* Q2 EPS $0.10 vs est $0.11
* Q2 sales $675.7 mln vs $648.5 mln
* Sees Q3 EPS $0.22- $0.27 vs est $0.26
* Plans promotions for back-to-school
* Shares fall as much as 14 percent (Adds conference call, analyst comments; updates share movement)
BANGALORE, Aug 24 (Reuters) - American Eagle Outfitters Inc forecast disappointing third-quarter earnings as higher product costs and discounts eat into margins, joining a slew of apparel retailers that have raised concerns over consumer spending during the key back-to-school selling season.
American Eagle's shares fell 14 percent to their lowest in over two years, as the company's smaller-than-expected quarterly profit and soft margin outlook worried investors.
"While back-to-school has gotten off to a terrific start, we're facing lower customer confidence in spending, especially during non-peak selling periods," Chief Executive Jim O'Donnell, who is slated to retire soon, said in a conference call with analysts.
But there appear to be few positives in the key selling season for the company as it promises more promotions, amid increased pressure on margins.
"Markdowns (are) a bit higher than I would like it to be. It's ... because of the competitive environment out there," Roger Markfield, the company's executive creative director, said.
American Eagle projected third-quarter earnings of 22-27 cents a share, while analysts had expected 26 cents a share, according to Thomson Reuters I/B/E/S.
"Currently, back-to-school promotional levels are higher than last year ...higher product costs and a low single digit increase in SG&A are expected to hold back earnings in the third quarter," Stifel Nicolaus analyst Richard Jaffe said.
Most apparel retailers are being cautious about the second half of the year. Companies like Aeropostale Inc , Ross Stores , Children's Place and Abercrombie & Fitch , are also battling high raw material costs and have warned of a brittle economic environment that could weigh on sales if shoppers go into hiding.
American Eagle has been losing market share to peers like Abercrombie & Fitch and Lazard Capital analyst Jennifer Davis expects this trend to continue.

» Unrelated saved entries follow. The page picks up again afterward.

PR #1637, opened 2026-09-02
hdf5FileRead: add read_single_file mode to replay single-file dumps

eschnett:
hdf5FileWrite can produce output files with a single data stream, i.e. not producing one dataset per frame.

This PR adds the converse, letting hdf5FileRead read such a data stream.

### DIFF
--- a/lib/stages/hdf5FileRead.cpp
+++ b/lib/stages/hdf5FileRead.cpp
@@ -22,6 +22,8 @@
 #include <highfive/H5DataSpace.hpp>              // for DataSpace, DataSpace::getDimensions
 #include <highfive/H5Exception.hpp>              // for FileException
 #include <highfive/H5File.hpp>                   // for File, File::File, NodeTraits::getDataSet
+#include <highfive/H5Selection.hpp>              // for Selection, SliceTraits::select
+#include <highfive/bits/H5Selection_misc.hpp>    // for Selection::getSpace
 #include <highfive/bits/H5Slice_traits_misc.hpp> // for SliceTraits::read_raw
 #include <iomanip>                               // for operator<<, setfill, setw
 #include <kotekanLogging.hpp>                    // for DEBUG, FATAL_ERROR, ERROR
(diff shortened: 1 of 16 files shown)


rhaas80:
oh, very nice. I will take a look.

lib/stages/hdf5FileReadSingleFile.cpp
```diff
@@ -37,6 +38,46 @@
 using namespace hdf5;
 using namespace HighFive;
 
+/**
+ * @class hdf5FileReadSingleFile
```
jbmertens, line 42: The stage name `hdf5FileReadSingleFile` suggests something more general -- maybe name it hdf5FileReadVoltageFile?

lib/stages/hdf5FileRead.cpp
```diff
@@ -162,7 +226,148 @@ class hdf5FileRead : public kotekan::Stage {
...
     }
 
+    /**
+     * @brief The common part of all file names of this stage:
+     *        "<input_dir>/[<hostname>_][x<rank:04d>_]<file_name>"
+     *
+     * The caller appends the suffix, i.e. ".<frame:08d>.h5" for per-frame files and ".h5"
+     * for a single file.
+     */
+    std::string file_path_prefix() const {
```
jbmertens: This snippet also exists in the hdf5FileWrite stage, so could be abstracted somewhere common to the two files.

lib/stages/hdf5FileRead.cpp
```diff
@@ -328,6 +457,84 @@ class hdf5FileRead : public kotekan::Stage {
...
+    /**
+     * @brief Read all frames from a single file, splitting the dataset along axis 0
+     *
+     * The per-frame axis-0 extent is taken from the buffer's declared frame descriptor
+     * because the file only stores the concatenation of all frames. A missing or
+     * unreadable file is always fatal.
+     */
+    void read_single_file_frames() {
+        auto& read_time_metric = kotekan::prometheus::Metrics::instance().add_gauge(
+            "kotekan_hdf5fileread_read_time_seconds", unique_name);
```
jbmertens: In most stages, I think this is initialized in the constructor, which might be a bit cleaner here.

lib/stages/hdf5FileRead.cpp
```diff
@@ -162,7 +226,148 @@ class hdf5FileRead : public kotekan::Stage {
...
+     *                     mode
+     * @param frame_index  The index of the frame within the dataset. It advances
+     *                     @c fpga_seq_num in single-file mode, where only the value of the
+     *                     first frame is stored on disk; it must be 0 for per-frame files.
+     */
+    void set_metadata(const DataSet& dataset, const std::shared_ptr<chordMetadata>& meta,
+                      const std::vector<std::size_t>& frame_dims,
+                      const std::int64_t frame_index) const {
+        meta->set_name(dataset.getAttribute("name").read<std::string>());
+        meta->type = kotekan::string_to_type(dataset.getAttribute("type").read<std::string>());
```
jbmertens, line 339: This should be validated against the frame data type, right?

lib/stages/hdf5FileRead.cpp
```diff
@@ -162,7 +226,148 @@ class hdf5FileRead : public kotekan::Stage {
...
+     *                     with axis 0 replaced by the buffer's frame extent in single-file
+     *                     mode
+     * @param frame_index  The index of the frame within the dataset. It advances
+     *                     @c fpga_seq_num in single-file mode, where only the value of the
+     *                     first frame is stored on disk; it must be 0 for per-frame files.
+     */
+    void set_metadata(const DataSet& dataset, const std::shared_ptr<chordMetadata>& meta,
+                      const std::vector<std::size_t>& frame_dims,
+                      const std::int64_t frame_index) const {
+        meta->set_name(dataset.getAttribute("name").read<std::string>());
```
jbmertens, line 338: How are errors handled when attributes are missing?

jbmertens (changes requested):
Nice stage to have. Some comments below from Claude 🤖, plus some inline ones from me.

----------

- The reconstructed fpga_seq_num is silently wrong whenever the stream has gaps. hdf5FileRead.cpp:305 computes first + i * extents[0] * tds, which assumes every frame the writer appended was contiguous in time. The writer breaks that assumption itself: write_x_frames/per_y_frames decimation is applied before the single-file append (hdf5FileWrite.cpp:585), so a decimated single file replays with timestamps that are wrong for every frame after the first skipped one. Upstream frame loss does the same.
- Axis 0 is assumed to be the time axis, which goes unchecked: the writer concatenates along axis 0 regardless of what it is, and the reader now bakes the same assumption into the timestamp formula. CHIME-ordered data is frequency-first (that is why hdf5FileReadSingleFile has transpose_frequency_and_time), so such a stream would produce a nonsense file and nonsense sequence numbers with no error.
- The per-frame path still terminates the process on non-file HDF5 errors. The second commit fixes exactly this for hdf5FileReadSingleFile, but hdf5FileRead.cpp:450 still catches only FileException.
- Zero frames is not an error. If the dataset is shorter than one frame, or empty because the writer died before its first flush, hdf5FileRead.cpp:492 yields zero frames, logs at INFO, and the stage returns. The pipeline then idles until an external timeout. A missing per-frame file at index 0 is fatal, and this case should be too.
- do_once misreports. After the single-frame idle at line 527 the stage falls through to line 533 and claims it read all frames.
- The storage type vs. declared type is not validated. If a file's attribute and storage type disagree, the read overruns the frame.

Meanwhile, Abercrombie, which has outperformed the teen apparel segment in the recent past, has upped the ante in a highly competitive teen apparel market by advertising attractive discounts for back-to-school shoppers.

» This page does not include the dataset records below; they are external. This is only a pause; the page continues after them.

PR #1638, opened 2026-09-03
lib/cuda: build metadata fully, then publish it (fix the publish-then-mutate class)

kvand:
Fixes a metadata modify-in-place hazard that surfaced during GNSS testing, and the other instances of it in `lib/cuda`.

**The pattern.** A stage publishes an object into a ring with `set_metadata()`, reads it back with `get_metadata()` — which returns the LIVE slot-0 object — and then writes derived fields into it. Any consumer polling that ring in the interval sees a half-corrected object. Every instance takes the same fix: build the object, write the derived fields, publish it last.

**What it cost.** `cudaCopyFromRingbuffer::execute` reads `signal_buffer->get_metadata(0)` on every frame and derives

    out_seq = anchor + time_downsampling_fpga * (input_cursor / sample_bytes)

`input_cursor` is the absolute byte count since startup, so a reader catching `time_downsampling_fpga` at 256 instead of 1024 (CHORD's `rfi_downsampling_factor` is 256) does not lose one frame's worth — it quarters the whole accumulated offset, emitting a sequence number `0.75 * uptime` behind. `N2Accumulate` then FATALs on the correlation-vs-RFICounts mismatch, and with `exit_on_worker_failure` the node exits. **Nine CHORD nodes died this way on 2026-09-02/03.**

Once the FATAL was made survivable the signature was measured directly: the gap is `0.75 * node uptime` on three separate nodes, the ratio between successive events on one node is exactly 0.25, and solving for the anchor from each event returns a single per-node constant with zero remainder — the correct anchor with a quartered offset, which is this field and nothing else.

**The sites, after review.** Only ring-backed buffers race: `NDArrayRingBuffer::set_metadata` fills the live slot-0 object, while `NDArrayBuffer::set_metadata` takes a fresh object from the pool on every call (`create_gpu_memory_array_metadata` → `request_metadata_object`) and nothing downstream sees it before `finalize_frame`.

| Site | Buffer | Field written after publish |
|---|---|---|
| `cudaRFISKtilde` | ring | `time_downsampling_fpga` — the measured failure above |
| `cudaRFIS012` | ring | `time_downsampling_fpga`; one hop *upstream*, so the error a reader catches is a factor of `rfi_downsampling_factor` (256), not 4 |
| `cudaRFIS012bar` | ring | `time_downsampling_fpga` |
| `cudaHFB1Accumulate` | ring | `time_downsampling_fpga` |
| `cudaPLMaskExpander` | ring | `time_downsampling_fpga` — **added in review** |
| `cudaPLMaskUpchannelizer` | ring | `time_downsampling_fpga` — **added in review** |
| `cudaFRBBeamReformer` | non-ring | `fpga_seq_num`, written every frame into an object published **once** behind `did_set_metadata` — **fixed in review**, see below |

**Reverted in review:** `cudaCorrelator` and `cudaPL1bitCorrelator`. Both write to `NDArrayBuffer`s, which hand out a fresh object per call, so there is no window there. The comments those changes added described a hazard that does not exist, and are gone with them.

**`cudaFRBBeamReformer`,** which the first round deliberately left alone, is the one non-ring site that does race: `did_set_metadata` meant `set_metadata` ran once, so every later frame's per-frame `fpga_seq_num` write landed in an object that frames already downstream referenced. Calling `set_metadata` per frame gives each frame its own object; the `deepCopy` inside it carries `time_downsampling_fpga`, `coarse_freq`, `freq_upchan_factor` and `freq_upchan_index`, so the flag and the four explicit setters are redundant and removed (net −12 lines).

No behaviour change on the happy path: the published values are identical, only the window in which a concurrent reader can observe an intermediate one goes away.

**Still deliberately out of scope**, as shared infrastructure rather than a caller: `NDArrayRingBuffer::set_metadata` fills slot 0 in place (`allocate_new_metadata_object(0)` is a no-op after frame 0) and writes `name`/`type`/`dims`/`stride` without holding `chordMetadata::lock`. Those values repeat after frame 0 so nothing fails today, and callers patch after the call returns, so the caller fixes stand on their own. Publishing metadata inside `finish_write` alongside the data would subsume them — separate PR.

The consumer-side hardening is #1642.

**Note on CI:** this PR targets `chord`, and `.github/workflows/main.yaml` only triggers on `develop`, so none of the build/test jobs run against it. Verified locally instead: gcc 13 with `-DWERROR=ON`, full CUDA build, and both fleet configs pass `kotekan --check-config`. The review round was re-verified by compiling all nine touched files against the branch headers with the project's own flags; clang-format clean.

### DIFF
--- a/lib/cuda/cudaCorrelator.cpp
+++ b/lib/cuda/cudaCorrelator.cpp
@@ -121,11 +121,8 @@ cudaEvent_t cudaCorrelator::execute(cudaPipelineState&, const std::vector<cudaEv
 
     voltage.check_metadata();
     rfi_RFImask.check_metadata();
-    n2k_correlation.set_metadata(voltage.get_metadata());
-
     const std::shared_ptr<const chordMetadata> voltage_meta = voltage.get_metadata();
     const std::shared_ptr<const chordMetadata> rfi_meta = rfi_RFImask.get_metadata();
-    const std::shared_ptr<chordMetadata> n2k_corr_meta = n2k_correlation.get_metadata();
 
     // Ensure consistency:
     assert(voltage_meta->get_fpga_seq_num()
@@ -133,13 +130,22 @@ cudaEvent_t cudaCorrelator::execute(cudaPipelineState&, const std::vector<cudaEv
            == rfi_meta->get_fpga_seq_num()
                   + rfi_RFImask.get_read_valid().begin() * rfi_meta->get_time_downsampling_fpga());
 
-    // The input ringbuffer metadata do not contain time-dependent metadata,
-    // so we must reconstruct it here. (fpga_seq_num)
-    n2k_corr_meta->set_fpga_seq_num(voltage_meta->get_fpga_seq_num()
-                                    + voltage.get_read_valid().begin()
-                                          * voltage_meta->get_time_downsampling_fpga());
-    n2k_corr_meta->set_time_downsampling_fpga(_sub_integration_ntime
+    // The input ringbuffer metadata do not contain time-dependent metadata, so we must
+    // reconstruct it here (fpga_seq_num). Reconstruct it BEFORE publishing: this used to
+    // publish voltage's metadata and then write the reconstructed fields into the object it
+    // had just handed to the ring, where a consumer reading slot 0 could see the anchor
+    // without the read_valid().begin() term. Unlike the RFImask case that value differs on
+    // every frame, so the window is wider. See cudaRFISKtilde::execute.
+    {
+        auto n2k_corr_meta = std::make_shared<chordMetadata>();
+        n2k_corr_meta->deepCopy(voltage_meta);
+        n2k_corr_meta->set_fpga_seq_num(voltage_meta->get_fpga_seq_num()
+                                        + voltage.get_read_valid().begin()
                                               * voltage_meta->get_time_downsampling_fpga());
+        n2k_corr_meta->set_time_downsampling_fpga(_sub_integration_ntime
+                                                  * voltage_meta->get_time_downsampling_fpga());
+        n2k_correlation.set_metadata(n2k_corr_meta);
+    }
 
     // Set poison for debug checks.
     if (_poison_buffers)
--- a/lib/cuda/cudaCorrelator.cpp
+++ b/lib/cuda/cudaCorrelator.cpp
@@ -121,8 +121,11 @@ cudaEvent_t cudaCorrelator::execute(cudaPipelineState&, const std::vector<cudaEv
 
     voltage.check_metadata();
     rfi_RFImask.check_metadata();
+    n2k_correlation.set_metadata(voltage.get_metadata());
+
     const std::shared_ptr<const chordMetadata> voltage_meta = voltage.get_metadata();
     const std::shared_ptr<const chordMetadata> rfi_meta = rfi_RFImask.get_metadata();
+    const std::shared_ptr<chordMetadata> n2k_corr_meta = n2k_correlation.get_metadata();
 
     // Ensure consistency:
     assert(voltage_meta->get_fpga_seq_num()
@@ -130,22 +133,13 @@ cudaEvent_t cudaCorrelator::execute(cudaPipelineState&, const std::vector<cudaEv
            == rfi_meta->get_fpga_seq_num()
                   + rfi_RFImask.get_read_valid().begin() * rfi_meta->get_time_downsampling_fpga());
 
-    // The input ringbuffer metadata do not contain time-dependent metadata, so we must
-    // reconstruct it here (fpga_seq_num). Reconstruct it BEFORE publishing: this used to
-    // publish voltage's metadata and then write the reconstructed fields into the object it
-    // had just handed to the ring, where a consumer reading slot 0 could see the anchor
-    // without the read_valid().begin() term. Unlike the RFImask case that value differs on
-    // every frame, so the window is wider. See cudaRFISKtilde::execute.
-    {
-        auto n2k_corr_meta = std::make_shared<chordMetadata>();
-        n2k_corr_meta->deepCopy(voltage_meta);
-        n2k_corr_meta->set_fpga_seq_num(voltage_meta->get_fpga_seq_num()
-                                        + voltage.get_read_valid().begin()
+    // The input ringbuffer metadata do not contain time-dependent metadata,
+    // so we must reconstruct it here. (fpga_seq_num)
+    n2k_corr_meta->set_fpga_seq_num(voltage_meta->get_fpga_seq_num()
+                                    + voltage.get_read_valid().begin()
+                                          * voltage_meta->get_time_downsampling_fpga());
+    n2k_corr_meta->set_time_downsampling_fpga(_sub_integration_ntime
                                               * voltage_meta->get_time_downsampling_fpga());
-        n2k_corr_meta->set_time_downsampling_fpga(_sub_integration_ntime
-                                                  * voltage_meta->get_time_downsampling_fpga());
-        n2k_correlation.set_metadata(n2k_corr_meta);
-    }
 
     // Set poison for debug checks.
     if (_poison_buffers)
--- a/lib/cuda/cudaFRBBeamReformer.cpp
+++ b/lib/cuda/cudaFRBBeamReformer.cpp
@@ -192,12 +192,14 @@ cudaEvent_t cudaFRBBeamReformer::execute(cudaPipelineState& /*pipestate*/,
         // Set metadata
         const std::shared_ptr<const chordMetadata> frb1_beams_meta =
             frb1_beams_buffer.get_metadata();
-        frb2_beams_buffer.set_metadata(frb1_beams_meta);
-        const std::shared_ptr<chordMetadata> frb2_beams_meta = frb2_beams_buffer.get_metadata();
+        // Built before publishing, not patched afterwards; see cudaRFISKtilde::execute.
+        auto frb2_beams_meta = std::make_shared<chordMetadata>();
+        frb2_beams_meta->deepCopy(frb1_beams_meta);
         frb2_beams_meta->set_time_downsampling_fpga(frb1_beams_meta->get_time_downsampling_fpga());
         frb2_beams_meta->set_coarse_freq(frb1_beams_meta->get_coarse_freq());
         frb2_beams_meta->set_freq_upchan_factor(frb1_beams_meta->get_freq_upchan_factor());
         frb2_beams_meta->set_freq_upchan_index(frb1_beams_meta->get_freq_upchan_index());
+        frb2_beams_buffer.set_metadata(frb2_beams_meta);
     }
     frb2_beams_buffer.check_metadata();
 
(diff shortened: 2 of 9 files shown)


jbmertens:
@eschnett - I know you had wanted to remove time-dependent metadata from the GPU. Although, more generally we might want to keep that capability. Could you comment on this?

kvand:
On the time-dependent-metadata question: this patch doesn't depend on the answer either way. `time_downsampling_fpga` and its `(128*8)/rfi_downsampling_factor` correction were already here; all that changes is *when* the corrected value becomes visible. If the field is later removed from GPU metadata the whole block goes away with it, and nothing here stands in the way of that.

Two corrections to my original commit message, now fixed on the branch -- both were written against our downstream tree rather than `chord`:

1. It cited the hazard as "documented on `NDArrayRingBuffer::set_metadata`". That comment exists only in our tree, not here.
2. It said `set_metadata` is atomic. On `chord` it is not: it calls `allocate_new_metadata_object(0)`, takes `get_metadata()`, and `deepCopy`s into that live slot-0 object -- and since `GenericBuffer::allocate_new_metadata_object` only allocates when the slot is empty, after frame 0 it is a no-op, so every frame fills the published object in place.

The fix does still close the reported window here, but by a narrower mechanism than I claimed: `time_downsampling_fpga` lives behind `chordMetadata::lock`, so collapsing two locked writes into one leaves no interval in which a reader can observe the uncorrected value.

While rewording it I went looking for the same pattern elsewhere and found six more instances, so I have extended this PR to cover them (see the updated description). The one worth calling out is `cudaRFIS012.cpp:204`, which does publish-then-mutate on this very field one hop upstream of the RFImask fix -- a reader landing in that window sees the voltage stream's downsampling rather than the S012 value, so the error there is a factor of `rfi_downsampling_factor` (256 on CHORD) rather than the factor of 4 that took nine nodes down. `cudaCorrelator` and `cudaPL1bitCorrelator` do it to `fpga_seq_num`, which is reconstructed per frame and so has a wider window still.

Two related things I left alone deliberately, since they are yours to judge rather than mine to transform: `cudaFRBBeamReformer` writing `fpga_seq_num` into the published object on every frame, and `set_metadata` itself filling slot 0 in place (and writing name/type/dims/stride without holding the lock), which is the root of the whole class.

There is also a one-line hardening at the other end: `cudaCopyFromRingbuffer::execute` already takes a locked deep-copy snapshot and then goes back to the live object for every value it uses. Reading its own snapshot makes that consumer immune to this class in any producer, including ones added later. I have it ready as a separate PR if you would like it -- it seemed cleaner not to mix a consumer-side change into this one.

jbmertens:
🤖 feedback below.

1. The PR missed two ring-buffer sites used by CHORD pathfinder: `lib/cuda/cudaPLMaskExpander.cpp:171-177` and `lib/cuda/cudaPLMaskUpchannelizer.cpp:228-236` both publish then modify `time_downsampling_fpga`.
2. The three non-ring sites do not race. `NDArrayBuffer::set_metadata` allocates a new object per call, and no other thread sees it before `finalize_frame`. The comments in `cudaCorrelator` and `cudaPL1bitCorrelator` describe a window that does not exist.
3. The comments keep a verbose record of change and debugging history. Keep the incident account in the PR description.
4. The unchanged FRB site does race. The per-frame write at `lib/cuda/cudaFRBBeamReformer.cpp:219-221` modifies an object that frames on the downstream host already reference. Each frame's metadata should be rebuilt as the other non-ring stages do; the values do not change. `deepCopy` makes the `did_set_metadata` flag and the four explicit setters redundant.
5. The reader-side snapshot helps less than described. It prevents torn reads across fields, but a copy taken between publish and patch still captures the stale value.
6. Fixing the root cause does not replace the caller changes. `NDArrayRingBuffer::set_metadata` writes `name`, `type`, `dims` and `stride` without the lock. Those values repeat after frame 0, so nothing fails today. Callers patch after the call returns, so the caller fixes stand. Only publishing metadata inside `finish_write`, with the data, would subsume them. Separate PR.

jbmertens:
The CHIME branch may also want these fixes. @rhaas80

rhaas80:
I begin to see why some projects ban AI pull requests.

Can someone explain that actual race conditions succinctly? If the statement above is that we set up metadata for frame "N" (if indeed this is frames and not a ringbuffer which has only ever one copy of metadata that never changes) and the fear is that someone may access this metadata before we are done modifying it, does this take into account that no one may access metadata from frame "N" untill they have received it as a full frame (ie after we have called `mark_frame_full`?).

eschnett:
Time-dependendent metadata: They do not make sense for ringbuffers which are, logically speaking, a single infinitely-large buffer. They have a single metadata instance that exists for the whole duration the ringbuffer exists.

For non-ringbuffer frames it's logically consistent to attach time-dependent (or rather frame-dependent) metadata. There is, of course, the question of what one should do when a stage combines frames, and we need to at least document what should be done for all the time-dependent metadata that we introduce. We also need to make sure that we store all these metadata somewhere, i.e. that we don't simply pass on e.g. beam buffers which depend on a bad-feed mask without stating explicitly which version of the time-varying bad-feed mask was used for that beam buffer. Or which versions, if the beams are integrated in time.

If possible I prefer an approach where we keep time-dependent data in their own buffers. I think that, in may cases, people attach time-dependent metadata to a frame simply because this is "easier" than creating a new frame. Creating a frame takes at least 100 lines of code (if you include the yaml), whereas a `setMetadata` with a string key is very easy to do. The problems only occur in the long term, when it turns out that people haven't carefully thought through the consequences (what I describe above) and then need to pile on work-arounds in downstream code.

eschnett:
The problem is that AI is very good at talking to AI, and not so good at talking to humans.

eschnett:
I have the feeling that these changes are papering over a real problem that needs to be corrected elsewhere. If I am correct, this PR implies:
- a ringbuffer reader can start accessing ringbuffer metadata before it has acquired actual data
- this can happen quite early, before the ringbuffer writer has written any data, and before it has written any metadata

If that is correct, then we need to sort this out generally. A ringbuffer reader should not be able to access a ringbuffer's metadata before the writer has written them. It's not that reading metadata "being currently written" is the problem – it's reading metadata "before they have been written" is also a problem.

We need to check whether metadata are read/written in constructors (that would probably be bad) or only after some ringbuffer data have been acquired (then this PR is not necessary).

The changes to `FRBBeamReformer` seem correct. That code assumes it's writing metadata into a ringbuffer, but it's not.

eschnett:
We do not need to redesign the way we write metadata. The `did_set_metadata` flags are necessary (and need to be added where missing), but otherwise our current synchronization is good enough. The writer sets the metadata on the first iteration, and the reader will not (try to) access metadata until the writer has finished.

Thus, overall:
- Keep the changes to `FRBBeamReformer`
- Everywhere (where not already present) we need to introduce a `did_set_metadata` flag, ensuring that metadata are written only once, in the beginning.

Without such a flag @kvand is correct: The metadata can be modified by a writer (in later iterations) while a reader is looking at them. Since the writer would overwrite data with the same data such errors are very difficult to detect at run time. (It's still undefined behaviour and needs to be fixed.)

kvand:
Yeah, sorry about the first long-ish reply. Too much work going on and trying to take shortcuts that just made for more work!

To @rhaas80 's original question: yes, the first write is safe, as you say. The race is the re-write, where someone can get a half-overwritten set of metadata.

I think Erik's got the right of it here. There is a race on later re-use, but the did_set_metadata on the ring writers sounds like a cleaner & more universal solution. Let me rework, and keep the FRBBeamReformer change.

jbmertens:
Yeah, AIs do really tend to spit out word salads.

> The `did_set_metadata` flags are necessary (and need to be added where missing)

This is not documented or enforced anywhere, so I'm not sure how anyone should know about this usage pattern. Claude seems to think there are a number of other hidden and/or conflicting usage patterns, and other stages beyond this PR will bug out eventually too. For example:

> A ring buffer keeps one metadata object for its whole lifetime, so its fpga_seq_num is a constant: the seq number of the first sample written to the ring. Anything that pulls a frame out of a ring has to compute that frame's seq number itself:
>
> `seq = ring_meta->get_fpga_seq_num() + ring.get_read_valid().begin() * ring_meta->get_time_downsampling_fpga()`
>
> cudaCorrelator, cudaPL1bitCorrelator and cudaCopyFromRingbuffer do this. cudaBasebandBeamformer_*, cudaFRBBeamReformer and cudaPLMaskAccumulator drop the first term and use the cursor alone. The two agree only when the ring's fpga_seq_num is 0 — true in the file-driven test configs, false on site, where it is the FPGA seq number of the first frame kotekan ingested. Nothing notices until a downstream stage compares seq numbers across inputs; N2Accumulate does, and FATALs.

eschnett:
Here is my AI's comment:

(Context: I asked AI to read through the PR comments, and it agreed with my conclusion. I then asked it to create a new PR that applies to `develop`, which is now #1643. I also asked it to draft a reply – you can see for yourself whether this reply is easier to understand than the descriptions above.)

To answer @rhaas80's question succinctly: for `NDArrayBuffer` outputs the "nobody reads frame N before it is full" argument holds, because `NDArrayBuffer::set_metadata` takes a fresh metadata object from the pool on every call. For ring buffers it does not hold: a ring buffer has a *single* metadata object for its whole lifetime, `NDArrayRingBuffer::set_metadata` fills that object in place, and these stages called it on every frame. Consumers in other cudaProcess stages (`run_recv_rfi_RFImask`, `run_n2k`, `run_pl_corr`) read that same object while the producer rewrites it. That is the race. The `time_downsampling_fpga` patch after the rewrite is merely what made it visible; rewriting the unlocked `name`/`type`/`dims`/`stride` fields with identical values every frame is a data race just the same.

So the fix is not to publish more carefully on every frame, but to stop rewriting: set ring buffer metadata once, on the first frame, before the first `finish_write`. After that nothing writes, and the ring buffer mutex orders that write before any read. The generated kernels and `cudaCopyToRingbuffer` already do exactly this (`if (instance_num == 0 && !did_set_metadata)`); the hand-written RFI and PL-mask stages had `// TODO: Set these metadata only once` instead. The `instance_num == 0` part matters: `gpuProcess` creates `buffer_depth` instances of each command, and a per-instance flag alone rewrites the metadata `buffer_depth` times at startup.

#1643 does this against `develop` for all eight ring-producing stages, including `cudaRFIS012tilde`, `cudaRFISKbar` and the `rfi_SKtilde` output that this PR leaves as per-frame rewrites, and keeps the `cudaFRBBeamReformer` change from here, which is correct for the mirror-image reason (non-ring output, frame-dependent `fpga_seq_num`). It builds with `WERROR=ON` and passes the nine `gpu_batch` configs that exercise these stages, including `verify_cuda_rfi_sktilde` with the writer and reader in separate cudaProcess stages at `buffer_depth: 4`.

I suggest we take #1643, merge `develop` into `chord`, and add the same guard around `bf_mask_applied->set_metadata` in `chord`'s `cudaRFISKtilde`, which does not exist on `develop`. #1642 can stay; it is harmless.

eschnett:
@kvand Sorry, I started working on a solution before I saw your reply. See #1643.

kvand:
No worries, I hadn't got to it yet -- thanks for taking a stab at it! Will read over when I get a moment!

eschnett:
https://github.com/kotekan/kotekan/pull/1643 has been merged instead of this one.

Pittsburgh-based American Eagle, already struggling with high costs of raw materials, is likely to find it much more difficult to guard margins if it takes to heavy promotions.
"American Eagle is competing in an over-stored, over-inventoried teen space," Lazard analyst Davis said.
"It is stuck in the middle of Abercrombie and Aeropostale for basics, and can't compete with Forever 21 on fashion."
Inventory rose by $121 million in the second quarter, while margins slipped to 34.3 percent from 36.8 percent last year.
"We expect markdown pressure in the second-half," analyst Davis, who has a "sell" rating on the company's stocks, said.
For the second quarter, American Eagle earned $19.7 million from continuing operations, or 10 cents a share, while analysts were expecting earnings of 11 cents.
Sales rose 4 percent to $675.7 million, beating estimates.
American Eagle shares were down 12 percent at $10.21, making it the second biggest loser on the New York Stock Exchange on Wednesday. They had earlier touched a low of $10.01. (Reporting by Nivedita Bhattacharjee in Bangalore; Editing by Viraj Nair)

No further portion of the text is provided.